Interfaculty Institute for Biochemistry, University of Tübingen, Tübingen, Germany.
Cell Cycle. 2013 Jun 15;12(12):1922-7. doi: 10.4161/cc.24944. Epub 2013 May 13.
Due to its role in aging and antitumor defense, cellular senescence has recently attracted increasing interest. However, there is currently no single specific marker that can unequivocally detect senescent cells. Here, we identified α-L-fucosidase (α-Fuc) as a novel sensitive biomarker for cellular senescence. Regardless of the stress stimulus and cell type, α-Fuc activity was induced in all canonical types of cellular senescence, including replicative, DNA damage- and oncogene-induced senescence. Strikingly, in most models the degree of α-Fuc upregulation was higher than the induction of senescence-associated β-galactosidase (SA-β-Gal), the current gold standard for senescence detection. As α-Fuc is convenient and easy to measure, we suggest its utility as a valuable marker, in particular in cells with low SA-β-Gal activity.

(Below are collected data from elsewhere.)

PR #46, opened 2020-08-10
Feature/obj 198 stub transfer file client download

mattch1:
Stub method for downloads and stub test.


src/main/java/uk/gov/companieshouse/api/strikeoffobjections/file/FileTransferApiClient.java
```diff
@@ -153,4 +154,21 @@ public FileTransferApiClientResponse delete(String requestId, String fileId) {
...
+     * the file-transfer-api into the provided outputStream.
+     * @param fileId The id used by the file-transfer-api to identify the file
+     * @param httpServletResponse The HttpServletResponse to stream the file to
+     * @return FileTransferApiClientResponse containing the http status
+     */
+    public FileTransferApiClientResponse download(String fileId, HttpServletResponse httpServletResponse) {
+        // TODO OBJ-200 replace this dummy response with the implementation.
+        FileTransferApiClientResponse fileTransferApiClientResponse = new FileTransferApiClientResponse();
+        fileTransferApiClientResponse.setFileId(fileId);
+        fileTransferApiClientResponse.setHttpStatus(HttpStatus.OK);
```
mwestacott, line 171: I know it's only a stub, but guessing this returns an empty file content (stream)? Could we maybe write some bytes (just some text) to the output so the file isn't empty if this ends up being called by the web client?

mattch1: Currently working on the controller and service that will call this - so I will merge this into what I am doing there - can I keep the stub as it is for now and then add the bytes in on that PR as I will be able to dev test it more fully?

mwestacott: Strictly speaking the work can/should be done in this PR since the implementation would be in this method that you've added - it's got nothing to do with the controller PR. You would need to copy an InputStream into the HTTP Servlet response a bit like in the Extensions FileTransferApiClient class and you could create the dummy input stream like this:

   `InputStream targetStream = new ByteArrayInputStream("DUMMY-ATTACHMENT".getBytes());`

And then test it's working in your unit-test.

mattch1: Alright added this to the stub.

由于其在衰老和抗肿瘤防御中的作用,细胞衰老最近引起了越来越多的关注。然而,目前还没有单一的特定标志物可以明确检测衰老细胞。在这里,我们确定α-L-岩藻糖苷酶(α-Fuc)是一种新的敏感的细胞衰老生物标志物。无论应激刺激和细胞类型如何,α-Fuc 活性在所有典型的细胞衰老类型中都被诱导,包括复制性、DNA 损伤和致癌基因诱导的衰老。引人注目的是,在大多数模型中,α-Fuc 的上调程度高于衰老相关β-半乳糖苷酶(SA-β-Gal)的诱导,SA-β-Gal 是目前检测衰老的金标准。由于 α-Fuc 方便且易于测量,我们建议将其用作有价值的标志物,特别是在 SA-β-Gal 活性低的细胞中。